Provident fund repayment can be changed once a year.
According to the loan contract signed by the loan bank and the borrower, the borrower needs to repay the loan on a monthly basis in the month after the loan is issued. "Annual repayment" is also called one-time repayment method, that is, the method of withdrawing the balance of housing provident fund at one time to repay the loan, then recalculating the monthly repayment amount and continuing to repay the loan on a monthly basis. Using one-time repayment method, customers can only withdraw housing provident fund once a year for repayment. In fact, the "year rush" method is an early repayment, which saves most of the interest on provident fund loans. At the same time, this method is more suitable for buyers with large balance in provident fund account and little pressure on cash expenditure at the initial stage of loan. The "monthly repayment method" is also called the monthly repayment method, that is, the method of directly extracting the principal and interest of the current month's housing loan from the borrower's housing provident fund account every month. With the monthly repayment method, customers can withdraw the housing provident fund every month to repay the principal and interest of the housing loan in the current month.

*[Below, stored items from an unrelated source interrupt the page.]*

Issue #1976, opened 2021-12-17
[GCU] PatchSorter.sort can generate different correct sorted steps for the same input -- always generate same steps


ghooo:
#### Description
When running the unit-test `REMOVING_CREATE_ONLY_FIELD__SUCCESS` it generates different results with each run.

Note: The flag `skip_exact_change_list_match` is getting adding in this PR: #1977

## Steps to reproduce the issue
1. in ` tests/generic_config_updater/patch_sorter_test.py` set `skip_exact_change_list_match=False`
2. Run the `TestPatchSorter` tests

#### Describe the results you received
unit-test fails, expected and actual changes are not matched

#### Describe the results you expected
unit-test succeed, expected and actual changes match

#### Output of `show version`

```
(paste your output here)
```

PR #1977, opened 2021-12-17
[GCU] Moving PatchSorter unit-test to json file to make it easier to read/maintain

ghooo:
#### What I did
Moved PatchSorter unit-test to json file to make it easier to read/maintain

In the future this test json file can be used for adding nightly tests.

While testing I had to set `skip_exact_change_list_match=True` because different runs of the same input produce correct but different changes. It is better to always generate the same steps for easier debugging. Created issue: #1976

#### How I did it
Copied to Json file the following:
- current_config i.e. current running config
- patch 
- expected change list

#### How to verify it
unit-tests

### DIFF
--- a/tests/generic_config_updater/files/patch_sorter_test_failure.json
+++ b/tests/generic_config_updater/files/patch_sorter_test_failure.json
@@ -1,6 +1,6 @@
 {
     "EMPTYING_A_CONFIGDB_TABLE__FAILURE": {
-        "desc": "Emptying a configdb table fails because empty tables are not allowed in configdb.",
+        "desc": "Emptying a configdb table fails because empty tables are not allowed in configdb. User should remove whole table instead e.g. remove /ACL_TABLE in this case.",
         "current_config": {
             "ACL_TABLE": {
                 "EVERFLOW": {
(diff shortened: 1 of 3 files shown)


tests/generic_config_updater/files/patch_sorter_test_failure.json
```diff
@@ -0,0 +1,71 @@
+{
+    "EMPTYING_A_CONFIGDB_TABLE__FAILURE": {
+        "desc": "Emptying a configdb table fails because empty tables are not allowed in configdb.",
```
qiluo-msft, line 3: >allowed [](http://example.com/codeflow?start=78&length=7)

I understand this is not allowed. Do you expect user to remove `/ACL_TABLE/`? If yes, add it into `desc` ?

ghooo: This test is not about emptying `ACL_TABLE` it is about emptying any configdb table. I think adding `ACL_TABLE` to the name will be confusing.

ghooo: User can delete any configdb table, as long as it passes YANG validation.

ghooo: Offline discussion:
[15:00] Mohamed Ghoneim
Ah, you mean what should the user do in case they encounter this error? good point

[15:00] Qi Luo
yes

Updated

qiluo-msft (approved):

qiluo-msft (approved):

The borrower can repay all the loan principal and interest in advance, or part of the loan principal in advance. The Borrower chooses the specific repayment method by itself, as follows:
1. If all the loan principal and interest are repaid in advance, the lending bank will re-check the remaining loan principal and interest of the borrower according to the actual days of loan occupation;
2. Repay part of the loan principal and interest in advance, and the lending bank will recalculate the borrower's monthly repayment amount or loan term according to the remaining loan principal and interest.
legal ground
Regulations on the administration of housing provident fund
Article 16 The monthly deposit amount of employee housing provident fund shall be the average monthly salary of the employee in the previous year multiplied by the deposit ratio of employee housing provident fund.
The monthly deposit amount of housing provident fund paid by the unit for employees is the average monthly salary of employees in the previous year multiplied by the proportion of housing provident fund paid by the unit. Article 2 These Regulations shall apply to the deposit, withdrawal, use, management and supervision of housing provident fund in People's Republic of China (PRC).
The term "housing accumulation fund" as mentioned in these Regulations refers to the long-term housing savings paid by state organs, state-owned enterprises, urban collective enterprises, foreign-invested enterprises, urban private enterprises and other urban enterprises, institutions, private non-enterprise units and social organizations (hereinafter referred to as units) and their employees.